WHAT YOU SHOULD DO
For the entries that follow, give the number of lines holding the string "again" and nothing more.

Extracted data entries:
PR #514, opened 2021-11-30
types/intoto: decode attestation before returning

### LINKED ISSUE #511: In-toto Attestations are double base64 encoded
Currently the in-toto rekor type returns the base64 encoded payload from the DSSE payload.  The attestation rekor then stores to the bucket is that same base64 encoded payload.  This attestation is then base64 encoded again in responses from the rekor API.

I currently have a patch that alters the in-toto type to base64 decode the attestation prior to storing it which fixes this, but causes backward compatibility concerns about users who may currently expect the double-encoded behavior.  I can open a PR with this patch but would like if the maintainers would weigh in.  Perhaps making the change in a 0.0.2 version of the in-toto rekor type is the right answer?

mikhailswift:
#### Summary

In-toto attestations returned from the API are currently base64 encoded
twice.  This is due to the attestation being stored on disk encoded as
base64 and the API encoding responses as base64.  This commit decodes
the attestation prior to being saved to disk.

Signed-off-by: Mikhail Swift <mswift@mswift.dev>

#### Ticket Link

Fixes #511 

#### Release Note

```release-note
in-toto attestations are base64 decoded before being stored to disk
in-toto attestations are only base64 encoded once in api responses
```

### DIFF
--- a/pkg/types/intoto/v0.0.1/entry.go
+++ b/pkg/types/intoto/v0.0.1/entry.go
@@ -199,11 +199,19 @@ func (v *V001Entry) validate() error {
 }
 
 func (v *V001Entry) Attestation() (string, []byte) {
-	if len(v.env.Payload) > viper.GetInt("max_attestation_size") {
+	decodedLen := base64.StdEncoding.DecodedLen(len(v.env.Payload))
+	if decodedLen > viper.GetInt("max_attestation_size") {
 		log.Logger.Infof("Skipping attestation storage, size %d is greater than max %d", len(v.env.Payload), viper.GetInt("max_attestation_size"))
 		return "", nil
 	}
-	return v.env.PayloadType, []byte(v.env.Payload)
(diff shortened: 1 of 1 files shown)


mikhailswift:
Since this changes existing API behavior there are some backward compatibility considerations to take into account.  Perhaps it is best to make an in-toto v0.0.2 type with this change? Maintainer input would definitely be appreciated on the best course forward.

bobcallaway:
This patch looks fine, but we need to update these two things as well:

1. The end-to-end test that is failing in CI
2. the `rekor-cli get` command that prints the entry should pretty-print the attestation JSON (as is done with the body) vs the base64 blob

mikhailswift:
I was mistaken about this, it doesn't seem to be doubly base64 encoded after working on this again this evening.  Apologies for that, not sure what happened on my end.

ANSWER SPACE
2